Your instructions: Pick every line out of the entries below that holds the string "across", and report them.

Input records:
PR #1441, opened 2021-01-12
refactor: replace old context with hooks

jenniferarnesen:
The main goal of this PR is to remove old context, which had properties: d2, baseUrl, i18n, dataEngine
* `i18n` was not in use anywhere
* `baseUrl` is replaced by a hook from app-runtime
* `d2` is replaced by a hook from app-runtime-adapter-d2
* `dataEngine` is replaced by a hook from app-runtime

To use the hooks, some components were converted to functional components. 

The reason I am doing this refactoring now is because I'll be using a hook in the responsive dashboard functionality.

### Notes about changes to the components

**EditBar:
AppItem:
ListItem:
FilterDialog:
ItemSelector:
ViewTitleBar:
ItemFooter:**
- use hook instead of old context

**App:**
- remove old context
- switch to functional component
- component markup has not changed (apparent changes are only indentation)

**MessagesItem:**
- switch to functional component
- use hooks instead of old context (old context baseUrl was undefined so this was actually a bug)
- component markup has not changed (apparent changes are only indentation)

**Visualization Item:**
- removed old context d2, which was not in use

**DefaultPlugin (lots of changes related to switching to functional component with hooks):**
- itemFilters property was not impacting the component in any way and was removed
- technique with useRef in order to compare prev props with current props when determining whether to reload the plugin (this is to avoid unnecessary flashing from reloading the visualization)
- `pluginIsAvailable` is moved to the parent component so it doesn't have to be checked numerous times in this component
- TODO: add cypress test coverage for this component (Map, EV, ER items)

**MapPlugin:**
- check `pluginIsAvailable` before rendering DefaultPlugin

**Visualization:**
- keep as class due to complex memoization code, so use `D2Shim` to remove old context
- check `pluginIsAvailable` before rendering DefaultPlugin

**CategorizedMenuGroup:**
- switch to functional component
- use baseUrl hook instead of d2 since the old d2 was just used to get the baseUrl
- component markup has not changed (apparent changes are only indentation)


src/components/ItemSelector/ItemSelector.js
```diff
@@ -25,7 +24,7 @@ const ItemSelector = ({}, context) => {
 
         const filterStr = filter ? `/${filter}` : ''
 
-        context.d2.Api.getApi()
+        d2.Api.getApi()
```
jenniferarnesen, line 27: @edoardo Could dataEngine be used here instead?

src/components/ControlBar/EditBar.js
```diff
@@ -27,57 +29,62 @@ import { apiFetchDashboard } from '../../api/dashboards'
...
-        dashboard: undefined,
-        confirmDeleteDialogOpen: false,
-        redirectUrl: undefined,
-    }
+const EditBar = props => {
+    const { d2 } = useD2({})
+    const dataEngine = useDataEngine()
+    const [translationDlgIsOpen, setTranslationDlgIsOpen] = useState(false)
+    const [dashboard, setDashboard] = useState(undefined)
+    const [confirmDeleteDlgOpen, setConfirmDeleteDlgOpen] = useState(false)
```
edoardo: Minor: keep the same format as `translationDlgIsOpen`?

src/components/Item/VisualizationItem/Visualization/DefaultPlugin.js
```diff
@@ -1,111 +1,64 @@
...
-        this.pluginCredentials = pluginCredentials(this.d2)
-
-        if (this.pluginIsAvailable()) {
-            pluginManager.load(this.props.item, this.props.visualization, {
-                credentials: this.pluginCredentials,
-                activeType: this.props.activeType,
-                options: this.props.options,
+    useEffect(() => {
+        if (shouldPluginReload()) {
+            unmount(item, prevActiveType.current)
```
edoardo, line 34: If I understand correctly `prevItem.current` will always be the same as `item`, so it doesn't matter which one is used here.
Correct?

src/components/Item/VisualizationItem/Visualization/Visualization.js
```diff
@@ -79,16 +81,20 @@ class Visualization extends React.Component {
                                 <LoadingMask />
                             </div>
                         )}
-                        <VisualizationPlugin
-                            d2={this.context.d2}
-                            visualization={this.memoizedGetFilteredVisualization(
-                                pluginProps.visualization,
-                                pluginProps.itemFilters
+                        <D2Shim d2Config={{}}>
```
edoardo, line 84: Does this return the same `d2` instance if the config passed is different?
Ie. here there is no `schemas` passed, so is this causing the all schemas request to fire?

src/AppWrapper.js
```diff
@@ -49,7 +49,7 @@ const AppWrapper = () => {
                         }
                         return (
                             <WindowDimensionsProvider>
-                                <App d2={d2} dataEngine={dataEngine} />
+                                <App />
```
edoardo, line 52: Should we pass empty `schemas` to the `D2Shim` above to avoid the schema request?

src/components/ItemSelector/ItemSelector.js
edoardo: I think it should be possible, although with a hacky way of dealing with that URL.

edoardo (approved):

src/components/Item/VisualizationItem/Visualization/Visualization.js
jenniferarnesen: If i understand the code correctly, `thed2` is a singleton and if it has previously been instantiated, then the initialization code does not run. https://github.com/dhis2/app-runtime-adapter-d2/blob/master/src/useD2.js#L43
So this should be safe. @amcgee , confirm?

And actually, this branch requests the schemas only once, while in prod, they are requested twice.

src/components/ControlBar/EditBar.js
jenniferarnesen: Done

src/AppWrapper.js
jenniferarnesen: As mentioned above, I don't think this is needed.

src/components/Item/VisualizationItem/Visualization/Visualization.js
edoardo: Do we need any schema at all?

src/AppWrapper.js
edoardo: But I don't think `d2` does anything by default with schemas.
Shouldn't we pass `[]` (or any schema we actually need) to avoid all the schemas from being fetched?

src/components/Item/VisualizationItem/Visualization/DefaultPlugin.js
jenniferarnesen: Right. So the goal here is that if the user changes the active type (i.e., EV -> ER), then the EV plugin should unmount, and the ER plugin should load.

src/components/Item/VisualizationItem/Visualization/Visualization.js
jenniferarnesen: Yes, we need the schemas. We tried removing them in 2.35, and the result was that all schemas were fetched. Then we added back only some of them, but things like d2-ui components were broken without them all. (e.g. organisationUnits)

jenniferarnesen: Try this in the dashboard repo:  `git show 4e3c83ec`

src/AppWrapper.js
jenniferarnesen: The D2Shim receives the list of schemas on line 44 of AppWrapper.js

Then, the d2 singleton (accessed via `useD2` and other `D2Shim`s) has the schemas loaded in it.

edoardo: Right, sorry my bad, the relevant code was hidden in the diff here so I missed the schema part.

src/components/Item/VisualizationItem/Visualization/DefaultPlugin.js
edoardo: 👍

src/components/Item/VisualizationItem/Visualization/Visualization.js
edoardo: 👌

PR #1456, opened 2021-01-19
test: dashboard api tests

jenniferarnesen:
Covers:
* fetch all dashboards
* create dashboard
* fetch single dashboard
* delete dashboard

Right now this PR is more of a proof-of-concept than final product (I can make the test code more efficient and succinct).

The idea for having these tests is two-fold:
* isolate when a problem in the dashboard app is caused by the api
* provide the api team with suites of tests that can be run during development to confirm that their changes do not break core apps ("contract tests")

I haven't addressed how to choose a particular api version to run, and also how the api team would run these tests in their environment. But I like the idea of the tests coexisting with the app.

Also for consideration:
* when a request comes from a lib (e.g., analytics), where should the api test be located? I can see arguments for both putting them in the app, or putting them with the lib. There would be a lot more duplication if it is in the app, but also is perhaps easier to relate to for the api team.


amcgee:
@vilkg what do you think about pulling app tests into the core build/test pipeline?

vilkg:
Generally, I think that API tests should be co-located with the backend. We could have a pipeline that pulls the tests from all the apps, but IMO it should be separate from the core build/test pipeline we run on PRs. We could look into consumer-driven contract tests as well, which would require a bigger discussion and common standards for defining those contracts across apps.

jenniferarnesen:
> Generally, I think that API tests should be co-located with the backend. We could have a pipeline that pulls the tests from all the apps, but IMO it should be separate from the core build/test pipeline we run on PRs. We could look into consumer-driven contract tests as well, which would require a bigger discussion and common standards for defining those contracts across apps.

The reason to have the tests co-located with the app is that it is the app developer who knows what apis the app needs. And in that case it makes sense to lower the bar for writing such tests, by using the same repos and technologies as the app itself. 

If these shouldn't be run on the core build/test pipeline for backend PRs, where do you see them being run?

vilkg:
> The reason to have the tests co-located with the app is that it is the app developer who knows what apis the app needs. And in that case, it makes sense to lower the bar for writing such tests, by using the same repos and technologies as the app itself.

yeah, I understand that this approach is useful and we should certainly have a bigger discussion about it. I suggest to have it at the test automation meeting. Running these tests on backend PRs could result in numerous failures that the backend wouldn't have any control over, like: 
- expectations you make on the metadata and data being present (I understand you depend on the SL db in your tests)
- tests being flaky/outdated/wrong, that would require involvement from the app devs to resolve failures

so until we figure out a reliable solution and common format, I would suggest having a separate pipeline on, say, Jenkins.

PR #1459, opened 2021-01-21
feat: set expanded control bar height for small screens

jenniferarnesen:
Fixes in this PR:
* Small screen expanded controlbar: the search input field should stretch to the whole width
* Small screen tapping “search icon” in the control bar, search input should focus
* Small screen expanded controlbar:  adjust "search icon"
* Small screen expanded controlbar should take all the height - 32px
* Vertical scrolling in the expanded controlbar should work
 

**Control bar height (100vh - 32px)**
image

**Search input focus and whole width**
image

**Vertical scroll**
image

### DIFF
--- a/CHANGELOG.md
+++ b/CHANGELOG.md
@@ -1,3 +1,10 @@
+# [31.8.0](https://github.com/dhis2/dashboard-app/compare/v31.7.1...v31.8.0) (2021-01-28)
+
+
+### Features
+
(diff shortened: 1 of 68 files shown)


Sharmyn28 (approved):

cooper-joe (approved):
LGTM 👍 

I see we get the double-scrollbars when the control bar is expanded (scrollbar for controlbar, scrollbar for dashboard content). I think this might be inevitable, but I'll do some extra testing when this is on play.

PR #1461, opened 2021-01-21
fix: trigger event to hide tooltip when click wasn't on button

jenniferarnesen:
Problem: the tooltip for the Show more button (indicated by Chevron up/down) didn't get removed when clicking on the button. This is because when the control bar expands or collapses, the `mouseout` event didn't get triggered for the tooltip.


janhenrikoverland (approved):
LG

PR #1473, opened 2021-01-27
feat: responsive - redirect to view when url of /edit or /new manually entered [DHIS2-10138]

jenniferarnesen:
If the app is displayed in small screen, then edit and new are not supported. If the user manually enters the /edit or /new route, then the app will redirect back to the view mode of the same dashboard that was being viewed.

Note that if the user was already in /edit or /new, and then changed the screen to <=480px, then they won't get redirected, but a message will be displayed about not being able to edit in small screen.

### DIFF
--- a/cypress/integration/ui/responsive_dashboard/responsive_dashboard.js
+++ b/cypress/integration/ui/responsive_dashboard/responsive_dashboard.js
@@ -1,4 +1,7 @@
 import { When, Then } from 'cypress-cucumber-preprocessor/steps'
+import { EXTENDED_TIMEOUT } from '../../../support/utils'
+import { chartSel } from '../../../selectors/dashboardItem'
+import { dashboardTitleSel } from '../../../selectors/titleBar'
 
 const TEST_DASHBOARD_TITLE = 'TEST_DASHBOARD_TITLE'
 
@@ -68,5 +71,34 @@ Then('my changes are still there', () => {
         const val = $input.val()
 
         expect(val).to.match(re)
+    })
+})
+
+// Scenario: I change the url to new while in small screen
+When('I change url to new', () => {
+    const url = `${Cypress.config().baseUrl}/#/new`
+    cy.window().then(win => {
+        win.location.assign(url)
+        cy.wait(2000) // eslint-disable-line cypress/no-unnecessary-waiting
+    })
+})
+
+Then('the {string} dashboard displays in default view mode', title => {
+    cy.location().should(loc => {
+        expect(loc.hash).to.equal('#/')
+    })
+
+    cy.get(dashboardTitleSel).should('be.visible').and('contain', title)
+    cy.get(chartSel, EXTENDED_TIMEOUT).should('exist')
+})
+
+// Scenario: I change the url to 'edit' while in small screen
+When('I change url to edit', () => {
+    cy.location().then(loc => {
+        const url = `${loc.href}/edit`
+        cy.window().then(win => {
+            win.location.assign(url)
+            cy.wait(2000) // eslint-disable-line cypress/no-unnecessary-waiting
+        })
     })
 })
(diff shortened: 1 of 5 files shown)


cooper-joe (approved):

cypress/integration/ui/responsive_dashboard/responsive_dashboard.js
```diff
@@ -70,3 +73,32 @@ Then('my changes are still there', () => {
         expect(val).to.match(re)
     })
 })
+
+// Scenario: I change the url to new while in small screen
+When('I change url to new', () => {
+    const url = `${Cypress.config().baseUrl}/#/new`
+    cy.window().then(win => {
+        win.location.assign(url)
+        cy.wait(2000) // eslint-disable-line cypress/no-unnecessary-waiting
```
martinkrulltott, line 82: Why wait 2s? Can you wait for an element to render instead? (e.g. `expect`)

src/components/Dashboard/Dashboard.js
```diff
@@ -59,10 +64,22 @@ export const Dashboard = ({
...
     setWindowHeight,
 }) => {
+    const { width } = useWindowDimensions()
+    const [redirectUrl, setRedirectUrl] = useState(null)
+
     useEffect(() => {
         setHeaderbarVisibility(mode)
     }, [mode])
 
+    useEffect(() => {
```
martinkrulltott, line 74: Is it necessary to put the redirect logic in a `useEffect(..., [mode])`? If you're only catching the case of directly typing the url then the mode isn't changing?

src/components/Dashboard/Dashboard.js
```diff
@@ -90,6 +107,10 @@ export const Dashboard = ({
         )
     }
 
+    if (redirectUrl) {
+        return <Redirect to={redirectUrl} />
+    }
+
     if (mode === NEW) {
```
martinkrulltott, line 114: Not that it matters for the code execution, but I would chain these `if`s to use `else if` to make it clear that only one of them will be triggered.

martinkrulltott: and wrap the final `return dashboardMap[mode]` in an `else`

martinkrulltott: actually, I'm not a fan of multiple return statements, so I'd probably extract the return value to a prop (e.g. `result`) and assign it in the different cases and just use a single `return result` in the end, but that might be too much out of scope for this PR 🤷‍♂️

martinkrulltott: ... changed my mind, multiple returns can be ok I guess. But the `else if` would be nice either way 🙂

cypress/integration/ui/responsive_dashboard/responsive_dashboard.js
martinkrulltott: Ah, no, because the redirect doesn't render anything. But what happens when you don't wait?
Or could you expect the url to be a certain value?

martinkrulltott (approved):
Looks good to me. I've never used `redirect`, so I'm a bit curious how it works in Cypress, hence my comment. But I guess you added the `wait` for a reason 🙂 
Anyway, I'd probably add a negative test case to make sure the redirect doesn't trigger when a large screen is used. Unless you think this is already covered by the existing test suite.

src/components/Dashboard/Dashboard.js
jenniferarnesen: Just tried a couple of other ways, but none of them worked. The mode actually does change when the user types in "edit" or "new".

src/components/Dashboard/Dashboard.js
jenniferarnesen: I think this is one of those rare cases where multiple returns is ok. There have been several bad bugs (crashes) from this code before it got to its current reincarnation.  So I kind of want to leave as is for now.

Worked solution:
Generally, I think that API tests should be co-located with the backend. We could have a pipeline that pulls the tests from all the apps, but IMO it should be separate from the core build/test pipeline we run on PRs. We could look into consumer-driven contract tests as well, which would require a bigger discussion and common standards for defining those contracts across apps.
> Generally, I think that API tests should be co-located with the backend. We could have a pipeline that pulls the tests from all the apps, but IMO it should be separate from the core build/test pipeline we run on PRs. We could look into consumer-driven contract tests as well, which would require a bigger discussion and common standards for defining those contracts across apps.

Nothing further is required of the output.